Yes Eunoia you are probably right attending a night class or the likes would most likely be a good idea, but the thought of being somewhere I know no one scares me, and there is also the cost of such classes to consider.  At the moment I struggle with the cost of a basic lifestyle.  

I am not seeing a therapist at the moment, but I do want to "see someone".  I have to go back next week to see my doctor and will ask her what my options are, as I am unsure what they are.  Where I live is all private health care.

There are one or two other friends that I want to tell about whats been happening and how I'm feeling, but so far I haven't found the right time, so to speak.  One in particular I now think may be there for me once they know, but I get so distressed when I try to talk about everything, and I just don't want them to see me like that.


----------



## Eunoia (Dec 7, 2005)

do you _need_ to work all those hours, overseeing your own department and the other departments etc? people won't ask you to take less on or if you need a break if you keep on saying yes to all their requests... why should they? you're willingly taking on the work. I understand why though but I just mean that if you are stressed w/ working so much (which honestly can't be healthy) you're going to have to stand up and reevaluate how much work is realistic so that you can function well at work and in your personal life. I meant taking any kind of class, not necessarily at a college or university.... cooking, exercise, a language, stress management, pottery... anything really. What if you were to ask one of your friends to take a class w/ you, this way you'd meet new people but wouldn't be alone going there and you and your friend could become even closer, and you would be doing something good for you, not just working 24/7. Not all classes are a lot of $, some run only a few x's or say once/mth so the costs are spread out... it'd be _something_ to do besides work. 

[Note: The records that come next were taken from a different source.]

PR #127, opened 2020-12-15
Fix ElasticSearch connection to localhost ignoring configuration

avrnv:
unsupported_features.py always took hard-coded db configuration even if the configuration file was available:
added the condition to handle this case.


hessio:
Hi @avrnv is this PR still necessary, if not can we close it?

avrnv:
The PR is no longer necessary, closing.

PR #131, opened 2020-12-18
ConfStore Phase1

suryakumar1024:
Includes :
ConfStore class
Conf Class
Test cases for both ConfStore and Conf classes


py-utils/src/utils/conf_store/conf_cache.py
```diff
@@ -0,0 +1,118 @@
...
+
+    def _get(self, data: dict, key: str):
+        """ Obtain value for the given key """
+        k = key.split('.', 1)
+        if k[0] not in data.keys(): return None
+        return self._get(data[k[0]], k[1]) if len(k) > 1 else data[k[0]]
+
+    def get(self, key: str = None):
+        """ Returns the value corresponding to the key """
+        if key is None:
```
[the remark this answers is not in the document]
suryakumar1024: Fixed in current patch. That If key is None: condition is not required here as i already handled it in the same get method itself.

ujjwalpl (approved):

ajaysrivas (approved):

py-utils/src/utils/conf_store/conf_store.py
```diff
@@ -0,0 +1,182 @@
...
+                src_index)
+
+        if dst_index not in self._cache.keys():
+            raise ConfStoreError(errno.EINVAL, "config index %s is not loaded",
+                dst_index)
+
+        i_src = iter(self._cache[src_index])
+        while True:
+            try:
+                key = next(i_src)
```
ujjwalpl, line 133: Please remove this and change to the logic as per the patch I sent.

ujjwalpl (changes requested):

py-utils/src/utils/conf_store/conf_store.py
suryakumar1024: Updated in current patch.

py-utils/src/utils/conf_store/conf_cache.py
```diff
@@ -0,0 +1,114 @@
...
+        k = key.split('.', 1)
+        if k[0] not in data.keys(): return 
+        if len(k) > 1: return self._delete(data[k[0]], k[1])
+        del data[k[0]]
+        if key in self._keys:
+            self._keys.remove(key)
+
+    def delete(self, key: str):
+        """ Delets a given key from the config """
+        self._delete(self._data, key)
```
sachinpunadikar, line 114: After deleting the key, shouldn't we mark as dirty (like the way it has been done for set operation) ?

py-utils/src/utils/conf_store/conf_store.py
```diff
@@ -0,0 +1,175 @@
...
+        """ Saves the given index configuration onto KV Store """
+        if index not in self._cache.keys():
+            raise ConfStoreError(errno.EINVAL, "config index %s is not loaded",
+                index)
+
+        self._cache[index].dump()
+
+    def get(self, index: str, key: str, default_val=None):
+        """
+        Paraeters:
```
sachinpunadikar, line 60: Add comment here (which was wrongly mentioned for other method):
Obtain value for the key from given configuration

py-utils/src/utils/conf_store/conf_store.py
```diff
@@ -0,0 +1,175 @@
...
+                                 index)
+        if key is None:
+            raise ConfStoreError(errno.EINVAL, "can't able to find config key "
+                                               "%s in loaded config", key)
+        val = self._cache[index].get(key)
+        return default_val if val is None else val
+
+    def set(self, index: str, key: str, val):
+        """
+        Obtain value for the given configuration
```
sachinpunadikar, line 82: Incorrect comment, we are setting value here, not obtaining

sachinpunadikar (changes requested):
Few comments, address them as appropriate

py-utils/src/utils/conf_store/conf_store.py
suryakumar1024: Updated comment in current patch

py-utils/src/utils/conf_store/conf_store.py
suryakumar1024: Updated comment in current patch

py-utils/src/utils/conf_store/conf_cache.py
suryakumar1024: Updated and added this logic in current patch

sachinpunadikar (approved):
Looks good to me

py-utils/setup.py
```diff
@@ -56,6 +56,8 @@ def get_install_requirements() -> List:
                 'cortx.utils.ha',
                 'cortx.utils.validator',
                 'cortx.utils.kvstore',
+                'cortx.utils.test_kv_store',
```
ujjwalpl, line 59: You dont need to export test_kv_store. test should not even be part of rpm. This is why its outside of src.

ujjwalpl (changes requested):

py-utils/setup.py
suryakumar1024: Updated in current patch @ujjwalpl

ujjwalpl (approved):

PR #132, opened 2020-12-21
Message Bus Interfaces

selvakumaar5496:
Message Bus - Basic Framework


py-utils/setup.py
```diff
@@ -56,8 +56,8 @@ def get_install_requirements() -> List:
                 'cortx.utils.ha',
                 'cortx.utils.validator',
                 'cortx.utils.kvstore',
-                'cortx.utils.message_bus','cortx.utils.message_bus.tcp',
-                'cortx.utils.message_bus.tcp.kafka', 'cortx.utils.product_features',
+                'cortx.utils.msg_bus','cortx.utils.msg_bus.tcp',
```
ajaysrivas, line 59: Need to put new message_bus package here too. Have you tested with cortx-utils rpm?

py-utils/src/utils/msg_bus/error.py
```diff
@@ -0,0 +1,134 @@
...
+# GNU Affero General Public License for more details.
+# You should have received a copy of the GNU Affero General Public License
+# along with this program. If not, see <https://www.gnu.org/licenses/>.
+# For any questions about this software or licensing,
+# please email opensource@seagate.com or cortx-questions@seagate.com.
+
+from cortx.utils.errors import BaseError
+from cortx.utils.log import Log
+
+OPERATION_SUCCESSFUL    = 0x0000
```
ujjwalpl, line 21: This file was removed and now has been added back. Please remove. 
We are using a MessageBusError as the exception only.

ujjwalpl (changes requested):

ujjwalpl (approved):

py-utils/setup.py
selvakumaar5496: added message_bus package . created an rpm out of it and tested.

ajaysrivas (approved):

PR #133, opened 2020-12-22
Cs phase1 enhancement

suryakumar1024:
Changed default delimiter from '.' to '>'
Added configurable delimiter which the delimiter must be fall with in this list ['.', '|', '>', ',', ';', ':', '%', '#', '@', '/']
Added new test cases
Added Comment for new and existing functions with return type hint

### DIFF
--- a/py-utils/src/utils/conf_store/conf_cache.py
+++ b/py-utils/src/utils/conf_store/conf_cache.py
@@ -76,7 +76,7 @@ class ConfCache:
 
     def _get(self, data: dict, key: str, key_delimiter: str = None):
         """ Obtain value for the given key """
-        delimiter = '.' if key_delimiter is None else key_delimiter
+        delimiter = '>' if key_delimiter is None else key_delimiter
         k = key.split(delimiter, 1)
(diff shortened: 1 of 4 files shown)


py-utils/src/utils/conf_store/conf_cache.py
```diff
@@ -74,35 +74,39 @@ def __next__(self):
         self._iter += 1
         return key
 
-    def _get(self, data: dict, key: str):
+    def _get(self, data: dict, key: str, key_delimiter: str = None):
```
ujjwalpl, line 77: delimeter needs to be set at one time and same needs to followed all over. 

Conf.init(delim=':')
Conf.load('index1', 'consul://.....')
Conf.get('index1', 'k1:k2:k3')
Conf.get('index1', 'k1:k2:k3', 'val')

ujjwalpl (changes requested):

suryakumar1024:
Raised new PR for same Functionality so closing this PR https://github.com/Seagate/cortx-utils/pull/142

PR #143, opened 2020-12-28
EOS-15878: Message Bus Purge Implementation

selvakumaar5496:


py-utils/src/utils/message_bus/message_broker_collection.py
```diff
@@ -86,8 +86,20 @@ def send(self, producer_id: str, message_type: str, method: str, \
             else:
                 producer.poll(timeout=timeout)
 
+    def delete(self, message_type: str):
```
ujjwalpl, line 89: This interface does not match the specification. 

`def delete(self, message_type: str, **criteria):`

Fix the Spec as well.

ujjwalpl (changes requested):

your doctor clearly realizes you're under a lot of stress, could you take time off after the training is done? it doesn't have to mean that you're "sittign at home alone", you could take this time to do a combination of other things, catch up w/ old friends, family, taka a vacation, explore new paths, find a new hobby, go to therapy... whatever makes the most sense to you. 

trying to find the "right time" is crucial... I can totally relate... there's nothing worse than wanting to talk to someone but the moment just isn't right. could you take your friend(s) out to dinner? go for a coffee? ask to meet up for a walk etc? just some place where it's clear you want to meet up but won't be distracted w/ other people or other plans interfering... I know you don't want them to see you "like that" but what do you want them to see? happiness that isn't really there? a great employee? or a friend who's human, which means you have your good _and_ bad days and if those bad days are the majority of the time, you could use their support... and I'm sure they'd be willing to give it to you (if they knew how).


----------



## Floating (Dec 18, 2005)

Today is a really bad day, it's 20 years ago today, I witnessed the very messy break up of my parents marriage.  I have had counsolling several times to help me deal with what I saw, and what I was subjected to that night, but the memories are still very vivid.  I try to put it to the back of my mind a lot of the time but I will probably re live that night again tonight, as I have done every 18th Dec for as long as I can remember, I guess the last 18 or so years.  I wake up shaking and crying from the "nightmare", then lie in my bed almost frozen with fear, it seems like forever until I work out where I am, and that my father is not anywhere near me.  Is councelling my only option to try and deal with this or would it be worth me trying hypnosis?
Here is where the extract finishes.